Atualmente, pesquisa nacional apontou a continuidade da alta prevalência da realização da LT. Em 1996, 40,1% das mulheres com vida sexual ativa haviam realizado essa cirurgia, já em 2006 caiu para 36,7%, apresentando baixa queda no decorrer de 10 anos(3); porém o Brasil permanece como um dos países com maiores índices de esterilização feminina do mundo(4).

Tais percentuais remetem à reflexão de como essa escolha está se processando, uma vez que consiste em um método cirúrgico que ocasiona mudanças na vida do casal, muitas vezes desconsideradas no momento da decisão, tendo em vista apenas a ausência de efeitos colaterais, conveniência da LT e o forte desejo de controlar a fecundidade.

A esterilização feminina provocou polêmica desde o seu surgimento por envolver aspectos políticos, éticos, religiosos, demográficos e sociais. Este método cirúrgico tem sido bastante debatido nos aspectos populacionais, de modo que a sua prevalência foi apontada como principal causador da queda da taxa de crescimento populacional entre as décadas de 60 e 90(4).

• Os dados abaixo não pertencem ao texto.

PR #9, opened 2025-07-15
Reduction notation attribute

chenson2018:
This PR will add an attribute for relations that generates reduction notations. See the test file and docs for the proposed usage. If we identify other common notations that are "parameterized" in this way, we could repeat this pattern. 

The precedence and Unicode arrows I have used here are not meant to be definitive. Let me know what we've decided on and I will update.


CslibTests/ReductionNotation.lean
thomaskwaring, line 1: Very nice! Ideally we would also automatically generate `Transitive` instances, so eg the second example could just be something like
```
calc
  5 ⇢ₙ 4 := by simp
  4 ⇢ₙ 3 := by simp
```
using an instance of `Transitive PredReduction PredReduction (Relation.ReflTransGen PredReduction)`

chenson2018: This already works, I have updated to use this cleaner style.

thomaskwaring: Nice! with the right instances you could remove the "apply single" (and replace `↠ₙ` with  `⇢ₙ`), but that's only a minor golf I suppose

chenson2018: Oh I see, this would be nice. Are these instances that really should be in Mathlib, but are missing?

CslibTests/ReductionNotation.lean
```diff
@@ -0,0 +1,15 @@
+import Cslib.Syntax.ReductionNotation
+
+@[reduction rs "ₙ", simp]
+def PredReduction (a b : ℕ) : Prop := a = b + 1
+
+open Relation.ReflTransGen
+
+lemma single_step : 5 ⭢ₙ 4 := by
+  change PredReduction _ _
```
chenson2018: What is the preferred way to write this? It is a bit cumbersome to always have to rewrite from `rs.Red` to actually use the relation.

Cslib/Semantics/ReductionSystem/Basic.lean
```diff
@@ -27,7 +27,7 @@ section MultiStep
 /-! ## Multi-step reductions -/
 
 /-- Multi-step reduction relation. -/
-def ReductionSystem.MRed (rs : ReductionSystem Term) :=
+abbrev ReductionSystem.MRed (rs : ReductionSystem Term) :=
```
chenson2018, line 30: Having this as a `def` prevents typeclasses like `Trans` for using `calc` blocks.

CslibTests/ReductionNotation.lean
thomaskwaring: Yep exactly, the class I wanted was actually `Trans`, eg for that example you'd want something similar to this (from `CombinatoryLogic/Defs.lean`:
```
instance RedRedTrans :
    Trans Red Red MRed := by
  constructor
  intro a b c hab hbc
  replace hab := MRed.single _ _ hab
  replace hbc := MRed.single _ _ hbc
  exact Relation.ReflTransGen.trans hab hbc
```

Cslib/Semantics/ReductionSystem/Basic.lean
fmontesi: :+1:

CslibTests/ReductionNotation.lean
chenson2018: I think it would be nice if we have these three `Trans` instances:
```
Trans Red Red MRed
Trans MRed Red MRed
Trans Red MRed MRed
```

Then in a `calc ` block we can switch back and forth between single and multiple steps as needed.

chenson2018: (this is really polymorphic over a `ReductionSystem` value, I just wrote it that way for readability)

Cslib/Semantics/ReductionSystem/Basic.lean
```diff
@@ -40,4 +40,62 @@ theorem ReductionSystem.MRed.single (rs : ReductionSystem Term) (h : rs.Red a b)
   rs.MRed a b :=
   Relation.ReflTransGen.single h
 
+open Relation Relation.ReflTransGen
+
+-- these instance allow us to switch between single and multistep reductions in a `calc` block
+instance {α} (R : α → α → Prop) : Trans R R (ReflTransGen R) where
```
chenson2018, line 46: @thomaskwaring I think this is a little nicer way of getting the `Trans` instances.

Vale ressaltar que apenas em novembro de 1997, a Portaria nº 144 da Secretaria de Assistência à Saúde/Ministério da Saúde regulamentou a realização da esterilização cirúrgica voluntária nos serviços públicos para mulheres ou homens com capacidade civil plena e maiores de 25 anos de idade ou, que tivessem, pelo menos, dois filhos vivos, desde que observado o prazo mínimo de sessenta dias entre a manifestação da vontade e o ato cirúrgico(5).

Ao eleger a laqueadura como meio de controle da fecundidade, alguns aspectos estão envolvidos, a saber: o desconhecimento, a insegurança e a existência de mitos quanto a outros métodos, a falta ou dificuldade de acesso aos métodos e o não-esclarecimento, por parte dos profissionais, de que a laqueadura é um método anticoncepcional cirúrgico de difícil reversão(6).

Ademais, o processo sócio-histórico em que ocorreu o advento da LT no Brasil propiciou condições inadequadas para uma escolha livre e esclarecida, o que contribuiu para o aparecimento de um contingente de mulheres arrependidas, sendo estimado entre 11% e 15% das mulheres brasileiras esterilizadas(7-8). O arrependimento constitui a principal repercussão que a LT pode ocasionar, tendo como importante determinante a idade de realização da laqueadura(8-9). Para evitar este problema é importante a identificação das mulheres ou casais mais propensos a essa escolha, estabelecimento de um processo de aconselhamento durante o período mínimo de seis meses entre a manifestação da vontade e o ato cirúrgico, além do oferecimento de uma opção consciente(9).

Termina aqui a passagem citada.